The Agilent MassHunter, Openchrom (Dalton, Lablicate and Scientific community), Automated Mass Spectral Deconvolution and Identification System (AMDIS v2.73), NIST MS search, NIST glycan MS library (National Institute of Standards and Technology, USA), MetaboAnalyst 4.0 were used for mass spectral acquisition, peak processing, spectral deconvolution, compound identification, data visualization and statistical analysis. GC-MS spectra for the exopolymers samples were acquired using an Agilent MassHunter software and the data were exported (.mzdata.xml file) to OpenChrom mass spectral analysis software for peak integration and active peak identification. The MS peaks were deconvoluted using AMDIS software; the retention indices were searched against NIST MS library and NIST glycan MS library search for compound identification. The compounds from the top hit list of the library search were reported. The statistical analysis for the MS peak list and intensity data were performed using MetaboAnalyst 4.0 software. The MS peak list data were uploaded as a CSV (.csv) file; a further quality check of data and normalization by autoscaling were done. The normalized data were used for PCA and correlation heatmap analysis.

### FT-IR analysis

All the three EPSs were subjected to functional group analysis using Fourier-transform infrared (FT-IR) spectroscopy. Three milligrams of lyophilized EPS samples was pressed in KBr pellets and the spectral wavelength was recorded in the range of 4000–400 cm−1 with a resolution of 4 cm−1 using an FT-IR spectrometer (Perkin Elmer)69. The FT-IR were analysed and the functional groups were interpreted using KnowItAll(R) Informatics System from Bio-Rad Laboratories. The FT-IR spectra of all the EPSs were stacked together to elucidate similarities in spectral regions.

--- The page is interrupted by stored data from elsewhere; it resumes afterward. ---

Issue #1805, opened 2022-08-11
using `source_path` in params always triggers unneeded rerun


li-yq:
**Snakemake version**

Both `7.12.0` and `7.6.1`

**Describe the bug**

The returned path from `workflow.source_path` changes cross different executions of snakemake, even though the file does not change.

### X-ray diffraction analysis of EPSs

Powder XRD analysis is extensively used for the characterization of polymers and is useful for studying the crystalline nature of exopolymers derived from different origins68. EPSs (EPS-Psh, EPS-Vha and EPS-Pla) were analysed by XRD using a multipurpose X-ray diffraction system (Rigaku Ultima IV XRD) with 2Θ ranging from 2 to 80° at 25 °C. The irradiated length and specimen length were 10 mm, with a receiving slit size of 0.2 mm at a 285 mm goniometer radius. The distance from the focus to divergence slit was 100 mm. Lyophilized EPS samples were mounted on quartz substrata, and the intensity peaks of diffracted X-rays were continuously recorded with a scan step time of 1 s; d-spacings appropriate to the diffracted X-rays at each Θ value were calculated from Bragg’s law (Eq. 1).

$$d=\lambda /2\,\sin \,\Theta$$
(1)

where

d is the interplanar distance,

λ is the incident wavelength and

Θ is the scattering angle measured from the incident beam.

The crystallinity index (CIxrd) was calculated as the ratio of the crystalline phase peak areas to the sum of the crystalline peak areas and the amorphous profile (Eq. 2)70.

$${{\rm{CI}}}_{{\rm{xrd}}}=\Sigma {A}_{{\rm{crystal}}}/{\Sigma A}_{{\rm{crystal}}}+\Sigma {A}_{{\rm{amorphous}}}$$
(2)

### SEM analysis of EPS

The surface morphology of EPSs was identified using scanning electron microscopy (VEGA3 TESCAN) with an accelerating voltage of 20 kV and 10 mm working distance. Lyophilized EPS samples were mounted on the metal and gold sputtered prior to imaging. SEM micrographs were captured at 500x, 2.0 kx and 5.0 kx magnification71.